Of course, the one-child policy also plays a role here. Health problems like Down syndrome and cerebral palsy are not usually life threatening. In fact, many children with these problems can lead full, long lives. It is true, though, that many face insurmountable odds and will never be “normal.” Many of these children will not be able to marry, have their own children, or have successful careers. Families are not going to spend time, money, and other resources on a “useless” child. The sooner a sick child is out of the family, the sooner they can work on having a healthy child.

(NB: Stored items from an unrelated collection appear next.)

PR #2140, opened 2026-08-03
fix: stop installing FFM upcall stubs as POSIX signal handlers

### LINKED ISSUE #2139: FFM signal handling crashes the JVM: upcall stub installed as sigaction handler
Since 4.1.0, `FfmSignalHandler` installs a `Linker.upcallStub(...)` pointer as `sa_handler` through `sigaction(2)`. A signal handler runs on whichever thread the kernel interrupted, in whatever state that thread was in, but HotSpot requires an upcall to begin on a thread that is `_thread_in_native`. When the two do not line up, the JVM aborts:

```
#  Internal Error (upcallLinker.cpp:77), pid=646, tid=647
#  guarantee(thread->thread_state() == _thread_in_native) failed: wrong thread state for upcall
# V  [libjvm.so+0x1158078]  UpcallLinker::on_entry(UpcallStub::FrameData*)+0x1a8
```

This is not specific to JLine. The reproducer below is plain FFM with nothing else on the classpath and it kills a stock Temurin 25 in under a second.

In practice it is reached through SIGWINCH: attaching to a container or resizing a window delivers the signal, and whether the process survives depends on what the interrupted thread happened to be doing, so it fails intermittently rather than on every resize. We hit it on Minecraft servers using Better Fabric Console, which shades jline-terminal-ffm 4.3.1, and on Velocity. Both crash dumps contain the `JLine-signal-dispatcher` thread, so both are on the FFM path.

The class javadoc argues the callback is safe because it performs only a single atomic store. That store is never reached: the `guarantee` fires in the upcall stub prologue, before `signalReceived` runs, so the size of the callback body does not matter. It is also not equivalent to what `sun.misc.Signal` does internally — HotSpot installs a real C handler that performs an atomic increment and a `sem_post`, and its Signal Dispatcher thread calls into Java from a valid state.

<details><summary>Details, if useful</summary>

**Reproducer.** No JLine on the classpath. Linux x86_64, `java --enable-native-access=ALL-UNNAMED UpcallSignalRepro.java`:

```java
import static java.lang.foreign.ValueLayout.ADDRESS;
import static java.lang.foreign.ValueLayout.JAVA_INT;

import java.lang.foreign.Arena;
import java.lang.foreign.FunctionDescriptor;
import java.lang.foreign.Linker;
import java.lang.foreign.MemorySegment;
import java.lang.foreign.SymbolLookup;
import java.lang.invoke.MethodHandle;
import java.lang.invoke.MethodHandles;
import java.lang.invoke.MethodType;

public class UpcallSignalRepro {

    static volatile long received;
    static volatile double sink;

    static void signalReceived(int signum) {
        received++;
    }

    public static void main(String[] args) throws Throwable {
        Linker linker = Linker.nativeLinker();
        SymbolLookup libc = linker.defaultLookup();
        MethodHandle sigaction = linker.downcallHandle(
                libc.find("sigaction").orElseThrow(), FunctionDescriptor.of(JAVA_INT, JAVA_INT, ADDRESS, ADDRESS));
        MethodHandle kill = linker.downcallHandle(
                libc.find("kill").orElseThrow(), FunctionDescriptor.of(JAVA_INT, JAVA_INT, JAVA_INT));

        MemorySegment stub = linker.upcallStub(
                MethodHandles.lookup()
                        .findStatic(UpcallSignalRepro.class, "signalReceived", MethodType.methodType(void.class, int.class)),
                FunctionDescriptor.ofVoid(JAVA_INT),
                Arena.global());

        // struct sigaction, Linux x86_64: sa_handler @0, sa_mask @8, sa_flags @136
        MemorySegment act = Arena.global().allocate(152, 8);
        act.fill((byte) 0);
        act.set(ADDRESS, 0, stub);
        act.set(JAVA_INT, 136, 0x10000000); // SA_RESTART
        if ((int) sigaction.invoke(28 /* SIGWINCH */, act, MemorySegment.NULL) != 0) {
            throw new IllegalStateException("sigaction failed");
        }

        for (int i = 0; i < Runtime.getRuntime().availableProcessors(); i++) {
            Thread t = new Thread(() -> {
                double d = 1.0;
                while (true) {
                    d = d * 1.0000001 + 1e-9;
                    if (d > 1e9) {
                        d = 1.0;
                    }
                    sink = d;
                }
            });
            t.setDaemon(true);
            t.start();
        }

        int pid = (int) ProcessHandle.current().pid();
        for (int i = 0; i < 200_000; i++) {
            kill.invoke(pid, 28);
        }
        System.out.println("survived " + received + " signals");
    }
}
```

Output on OpenJDK 25.0.3+9:

```
#  Internal Error (upcallLinker.cpp:77), pid=964963, tid=964965
#  guarantee(thread->thread_state() == _thread_in_native) failed: wrong thread state for upcall
```

**Control.** The same barrage with the handler installed through `sun.misc.Signal` survives all 200,000 signals. Reading the resulting disposition back with `sigaction(SIGWINCH, NULL, &old)` gives `sa_flags=0x14000004`, i.e. `SA_RESTART | SA_SIGINFO` — HotSpot already applies `SA_RESTART` to handlers registered that way, so that particular motivation for #1747 is satisfied by the mechanism it replaced.

**Affected versions.** 4.1.0, where #1750 landed, through 4.3.1. 4.0.x and 3.30.x register through `org.jline.utils.Signals` and are unaffected. Windows and Solaris were never affected because `FfmSignalHandler` reports itself unavailable there and `FfmTerminalProvider` already fell back.

**Environment.** Temurin 25.0.3+9 on Alpine/musl linux-amd64 for the production crashes, OpenJDK 25.0.3+9 on Ubuntu for the reproducer. GraalVM native-image hits the same root cause with a different message, `Must either be at a safepoint or in native mode`.

</details>

OowhitecatoO:
*Short version first; the collapsed section below has the detail if it is useful.*

**Impact:** A hard JVM crash — `guarantee(thread->thread_state() == _thread_in_native) failed: wrong thread state for upcall` — for any application on the FFM provider on POSIX. An ordinary SIGWINCH is enough, so resizing a window or attaching to a container can kill the process. Fixes #2139.

**When:** 4.1.0 through 4.3.1. Windows and Solaris were never affected: `FfmSignalHandler` reports itself unavailable there and the provider already fell back to `org.jline.utils.Signals`.

**Cause:** `FfmSignalHandler` passes a `Linker.upcallStub(...)` pointer to `sigaction(2)` as `sa_handler`. The handler runs on whichever thread the kernel interrupted, and HotSpot aborts when an upcall begins on a thread that is not `_thread_in_native`. The javadoc caveat does not mitigate it — the `guarantee` fires in the stub prologue, before the callback body runs.

**After this change:** the FFM provider no longer overrides signal registration, so it uses `TerminalProvider`'s default methods — the path `jni` and `exec` have always used. Two consequences worth calling out. SIGQUIT is no longer intercepted, because `JVM_RegisterSignal` always refuses it; it was never available on the other providers either, and `Terminal.Signal.QUIT`'s own javadoc already says the JVM does not easily allow catching it. The 1 ms polling dispatcher thread is also gone, replaced by the JVM's Signal Dispatcher.

**Test:** `FfmSignalTest.doesNotInstallASignalHandlerOfItsOwn` reads the disposition back with `sigaction(sig, NULL, &old)` and asserts the provider leaves the same `sa_handler` in place that `Signals` does. It fails before this change and passes after. The second test only checks that signals are still delivered; it passes either way and is marked in its javadoc as a regression guard rather than proof of the bug.

<details><summary>Details, if useful</summary>

Also removed, as consequences of the deletion rather than separate changes: the now-dead `upcalls` entry and the `sigaction` downcall descriptor in `reachability-metadata.json`, and the "Signal Handling via Panama FFM" section in `website/docs/whats-new.md`. Before removing the descriptor I enumerated every remaining `FunctionDescriptor` in the module to confirm no other downcall has the shape `int(int, void*, void*)` and that no `upcallStub` remains.

SIGINFO is not lost on macOS and FreeBSD: HotSpot's signal name table carries `{SIGINFO, "SIGINFO"}` under `#ifdef SIGINFO`, and `JVM_RegisterSignal` only refuses SIGFPE, SIGILL, SIGSEGV, SIGQUIT, and SIGBUS on macOS.

Verified: `./mvx mvn verify` on Linux with JDK 25 — 2238 tests, no failures. Also `verify -pl graal -Pnative-image-ffm` with GraalVM CE 25.0.2: the image builds with the trimmed metadata, and a temporary probe in the `--check` path confirmed a handler registered through the provider still receives a real SIGWINCH in the native image, so dropping to the reflective `Signals` path does not cost native-image users signal handling. Not verified: macOS, FreeBSD and AIX.

</details>

## Summary by CodeRabbit

* **Bug Fixes**
  * Improved terminal signal handling by avoiding installation of an internal window-size signal handler.
  * Preserved delivery of registered signal handlers.

* **Tests**
  * Added regression coverage for signal behavior on supported non-Windows platforms.

* **Documentation**
  * Updated feature documentation to reflect the revised signal-handling behavior.


gnodet (approved):
Excellent fix for a critical JVM crash caused by using FFM upcall stubs as POSIX signal handlers. The removal is clean, complete, and well-tested. Falling back to the TerminalProvider default methods (which delegate to `sun.misc.Signal` via `Signals`) is the correct approach.

Key observations:
- The root cause analysis is precise: the HotSpot `guarantee(thread->thread_state() == _thread_in_native)` fires in the upcall stub prologue before the callback body executes, so the "only an atomic store" argument in the original class javadoc was irrelevant.
- The cleanup is thorough: deleted file, removed overrides, removed now-dead imports, cleaned up `reachability-metadata.json` (both the `sigaction` downcall descriptor and the `void(int)` upcall entry), and updated the whats-new documentation. No stale references remain.
- The two tests cover both the structural invariant (provider does not install its own `sa_handler`) and the functional requirement (signals are still delivered). The `doesNotInstallASignalHandlerOfItsOwn` test directly verifies the fix and would have caught the original bug.
- The behavioral change regarding SIGQUIT (no longer intercepted) is a non-issue since `JVM_RegisterSignal` always refuses it and the other providers never supported it either.
- The loss of `SA_RESTART` is also a non-issue since HotSpot already applies `SA_RESTART` to handlers registered through `sun.misc.Signal`.

gnodet:
Superseded by #2141, which eliminates upcall stubs entirely using the self-pipe trick with raw machine-code signal handlers instead of catching the crash after the fact. Thanks for the original report and PR — they were instrumental in understanding the problem.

I know it sounds cruel. It would be so easy to blame parents who abandon their children and criminalize them. But parents who abandon their children in China are also victims. They are victims of a heartless bureaucracy that values money over human beings. In America or England or any other developed nation, the idea of abandoning a child because it is sick, or even dying, seems unimaginable. Many parents will spend every cent they don’t have just to spend one more day with their precious baby. But China is not a developed country. For all its shopping malls, western hospitals, and skyscrapers, it is still a developing nation where people eek by the best way they know how. It is easy to vilify these parents, but they truly have no choice.

This is why the baby hatches must stay open. Until China completely overhauls its healthcare system, creating one that gives families financial and emotional support, and the one-child policy is ended, babies will continue to be abandoned. Better they be abandoned in a safe baby hatch than a trashcan.

  • Zen my Ass

    I would say sex-education, free condom distribution, legal abortion, consulting for everybody. It sounds sci-fi considering the current status-quo, but less prudery and more honesty when dealing whit sex related issues will definitively help.

    • Absolutely. All of these things are important and could help with the problem of child-abandonment. It won’t take one of two things, but many measures in every strata of society from families, to schools, to government. Those are all long-term goals though, and small steps to prevent harm now, like having baby hatches, can alleviate some suffering in the meantime.

      PS, sorry I haven’t responded to some of your comments in the past. I didn’t realize that Disqus wasn’t sending me notices. Your comments are greatly appreciated!

      • Zen my Ass

        You’re welcome. Good blog, keep it up.

  • admin

    I’m using Bluehost. Highly recommended, partly because, yeah, it loads way faster over here than godaddy sites.

  • The problem is, in my opinion, a much larger cultural one. Not only are Chinese families reluctant to have girls, but they are not financially or culturally willing or able to look after disabled children. In Australia, there are services available to parents of disabled children, and there are ways for them to live a happy life – that is simply not an option here. Living in Shenzhen, I do not think I have seen any disabled people aside from those begging in Shekou. It requires an entire cultural shift from the whole country and that will take many many many MANY generations to occur.

    • I agree. In America, a family would never abandon a baby because it was sick or even dying. The family would do their best to provide for the child while they have it. It’s interesting to think that caring for a dying loved one is a privilege that many other people in the world do not have. Many chinese families just do not have the resources or support (emotionally or financially) to care for a sick child.